__PROBLEM TO SOLVE__. The lines you return should be those containing the string "went", taken from the data below.

[DATA FOR PROCESSING — start]

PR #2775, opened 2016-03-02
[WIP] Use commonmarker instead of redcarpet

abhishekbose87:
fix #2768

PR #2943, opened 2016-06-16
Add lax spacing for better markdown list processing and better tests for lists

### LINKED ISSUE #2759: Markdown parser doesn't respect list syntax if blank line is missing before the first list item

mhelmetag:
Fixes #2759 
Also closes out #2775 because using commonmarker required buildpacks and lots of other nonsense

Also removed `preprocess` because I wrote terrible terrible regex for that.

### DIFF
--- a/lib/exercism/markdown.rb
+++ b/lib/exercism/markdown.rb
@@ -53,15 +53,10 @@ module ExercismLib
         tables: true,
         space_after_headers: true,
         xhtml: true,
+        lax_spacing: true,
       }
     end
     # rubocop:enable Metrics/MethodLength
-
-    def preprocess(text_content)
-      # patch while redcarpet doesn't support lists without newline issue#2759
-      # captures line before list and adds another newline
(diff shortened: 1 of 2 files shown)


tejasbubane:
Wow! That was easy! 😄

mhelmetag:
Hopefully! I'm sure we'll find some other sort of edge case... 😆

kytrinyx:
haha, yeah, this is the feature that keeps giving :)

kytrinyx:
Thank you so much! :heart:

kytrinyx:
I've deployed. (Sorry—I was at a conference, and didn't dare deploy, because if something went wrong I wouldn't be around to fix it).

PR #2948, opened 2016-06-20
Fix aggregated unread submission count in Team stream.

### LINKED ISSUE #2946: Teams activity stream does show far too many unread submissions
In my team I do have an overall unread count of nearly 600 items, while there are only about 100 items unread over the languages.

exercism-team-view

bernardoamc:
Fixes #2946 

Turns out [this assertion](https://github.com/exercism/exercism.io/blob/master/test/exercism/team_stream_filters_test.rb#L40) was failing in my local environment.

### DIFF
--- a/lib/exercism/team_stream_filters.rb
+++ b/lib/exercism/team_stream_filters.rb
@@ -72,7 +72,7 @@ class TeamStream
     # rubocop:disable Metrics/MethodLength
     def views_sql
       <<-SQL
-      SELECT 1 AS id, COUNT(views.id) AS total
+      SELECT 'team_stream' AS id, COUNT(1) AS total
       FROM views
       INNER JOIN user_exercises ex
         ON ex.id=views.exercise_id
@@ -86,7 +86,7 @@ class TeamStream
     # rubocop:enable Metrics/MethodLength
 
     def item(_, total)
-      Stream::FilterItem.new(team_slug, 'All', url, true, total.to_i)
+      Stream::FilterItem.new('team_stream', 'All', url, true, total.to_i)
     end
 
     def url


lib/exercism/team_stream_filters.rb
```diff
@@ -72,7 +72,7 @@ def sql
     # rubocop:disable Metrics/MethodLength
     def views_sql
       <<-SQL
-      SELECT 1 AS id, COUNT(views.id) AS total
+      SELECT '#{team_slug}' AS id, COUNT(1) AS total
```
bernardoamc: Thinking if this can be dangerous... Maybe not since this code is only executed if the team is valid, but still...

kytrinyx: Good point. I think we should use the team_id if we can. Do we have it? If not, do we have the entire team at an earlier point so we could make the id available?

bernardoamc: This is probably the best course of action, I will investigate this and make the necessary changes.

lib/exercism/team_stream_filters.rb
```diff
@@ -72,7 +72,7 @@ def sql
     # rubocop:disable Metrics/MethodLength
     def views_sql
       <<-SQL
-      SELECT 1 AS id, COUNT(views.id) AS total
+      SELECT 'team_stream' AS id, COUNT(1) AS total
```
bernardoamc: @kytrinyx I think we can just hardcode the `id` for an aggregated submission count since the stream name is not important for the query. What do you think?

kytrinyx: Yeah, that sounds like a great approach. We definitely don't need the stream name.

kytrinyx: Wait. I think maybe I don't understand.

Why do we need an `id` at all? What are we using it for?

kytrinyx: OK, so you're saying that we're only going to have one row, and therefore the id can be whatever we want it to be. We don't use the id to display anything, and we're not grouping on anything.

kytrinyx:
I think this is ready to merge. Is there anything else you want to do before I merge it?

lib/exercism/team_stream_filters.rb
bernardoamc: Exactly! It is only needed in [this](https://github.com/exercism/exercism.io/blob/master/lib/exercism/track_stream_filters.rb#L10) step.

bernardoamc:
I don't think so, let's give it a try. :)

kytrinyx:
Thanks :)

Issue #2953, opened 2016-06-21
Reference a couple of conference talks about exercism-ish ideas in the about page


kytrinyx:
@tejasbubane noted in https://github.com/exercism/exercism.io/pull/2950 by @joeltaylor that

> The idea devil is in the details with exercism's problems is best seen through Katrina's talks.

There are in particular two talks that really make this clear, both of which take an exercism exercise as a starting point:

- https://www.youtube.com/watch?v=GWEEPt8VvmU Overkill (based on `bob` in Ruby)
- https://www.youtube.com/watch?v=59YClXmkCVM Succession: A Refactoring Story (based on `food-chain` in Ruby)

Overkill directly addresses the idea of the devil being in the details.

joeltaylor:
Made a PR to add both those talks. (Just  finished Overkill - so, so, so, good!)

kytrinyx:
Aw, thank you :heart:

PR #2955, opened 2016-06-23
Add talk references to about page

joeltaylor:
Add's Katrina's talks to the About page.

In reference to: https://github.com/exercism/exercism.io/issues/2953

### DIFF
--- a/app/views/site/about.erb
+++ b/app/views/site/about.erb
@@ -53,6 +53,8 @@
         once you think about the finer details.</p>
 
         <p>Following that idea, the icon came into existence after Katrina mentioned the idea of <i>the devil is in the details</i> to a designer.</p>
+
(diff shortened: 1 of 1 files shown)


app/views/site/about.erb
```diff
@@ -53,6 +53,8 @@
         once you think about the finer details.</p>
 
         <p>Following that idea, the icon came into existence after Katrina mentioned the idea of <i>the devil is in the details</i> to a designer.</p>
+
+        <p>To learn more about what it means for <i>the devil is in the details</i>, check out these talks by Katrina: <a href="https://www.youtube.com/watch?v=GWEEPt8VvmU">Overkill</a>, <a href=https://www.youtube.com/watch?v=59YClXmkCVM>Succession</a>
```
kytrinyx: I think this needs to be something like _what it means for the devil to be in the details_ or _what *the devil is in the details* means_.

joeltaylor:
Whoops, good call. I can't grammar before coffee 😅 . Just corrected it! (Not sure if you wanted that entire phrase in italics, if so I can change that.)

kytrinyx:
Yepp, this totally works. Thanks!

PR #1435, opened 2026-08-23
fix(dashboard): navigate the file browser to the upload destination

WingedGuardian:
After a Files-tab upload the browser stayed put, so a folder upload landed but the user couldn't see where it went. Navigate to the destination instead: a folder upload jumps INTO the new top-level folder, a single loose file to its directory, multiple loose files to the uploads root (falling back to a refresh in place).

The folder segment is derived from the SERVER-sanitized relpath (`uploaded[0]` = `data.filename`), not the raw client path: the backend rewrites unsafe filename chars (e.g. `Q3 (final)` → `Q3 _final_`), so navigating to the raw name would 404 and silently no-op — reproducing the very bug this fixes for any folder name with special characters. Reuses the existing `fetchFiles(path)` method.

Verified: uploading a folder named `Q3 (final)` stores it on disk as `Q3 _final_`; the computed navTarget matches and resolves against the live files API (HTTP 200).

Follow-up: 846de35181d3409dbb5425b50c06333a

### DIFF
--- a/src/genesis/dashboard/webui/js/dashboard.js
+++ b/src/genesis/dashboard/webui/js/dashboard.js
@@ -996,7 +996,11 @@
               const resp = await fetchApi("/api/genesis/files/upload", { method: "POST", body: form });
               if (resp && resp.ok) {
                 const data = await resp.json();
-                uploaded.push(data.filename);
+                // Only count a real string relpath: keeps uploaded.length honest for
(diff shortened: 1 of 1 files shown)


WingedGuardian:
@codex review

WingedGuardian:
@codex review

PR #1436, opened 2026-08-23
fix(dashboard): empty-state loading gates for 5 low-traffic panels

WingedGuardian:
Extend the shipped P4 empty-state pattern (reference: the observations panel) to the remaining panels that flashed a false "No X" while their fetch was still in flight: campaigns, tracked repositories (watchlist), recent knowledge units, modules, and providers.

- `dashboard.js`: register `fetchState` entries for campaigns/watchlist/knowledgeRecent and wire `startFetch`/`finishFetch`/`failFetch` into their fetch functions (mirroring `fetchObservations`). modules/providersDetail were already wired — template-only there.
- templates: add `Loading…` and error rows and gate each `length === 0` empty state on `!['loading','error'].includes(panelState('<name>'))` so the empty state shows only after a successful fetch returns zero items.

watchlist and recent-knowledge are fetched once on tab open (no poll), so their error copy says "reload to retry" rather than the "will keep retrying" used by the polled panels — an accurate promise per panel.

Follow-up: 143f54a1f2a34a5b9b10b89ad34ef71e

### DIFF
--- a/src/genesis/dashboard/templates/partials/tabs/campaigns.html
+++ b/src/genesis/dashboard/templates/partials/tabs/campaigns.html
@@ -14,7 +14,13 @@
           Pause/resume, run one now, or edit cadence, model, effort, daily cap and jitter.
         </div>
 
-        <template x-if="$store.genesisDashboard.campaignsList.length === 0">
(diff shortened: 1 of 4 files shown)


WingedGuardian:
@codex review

[DATA FOR PROCESSING — finish]

__RESULT FOR THIS TASK__.
I've deployed. (Sorry—I was at a conference, and didn't dare deploy, because if something went wrong I wouldn't be around to fix it).
After a Files-tab upload the browser stayed put, so a folder upload landed but the user couldn't see where it went. Navigate to the destination instead: a folder upload jumps INTO the new top-level folder, a single loose file to its directory, multiple loose files to the uploads root (falling back to a refresh in place).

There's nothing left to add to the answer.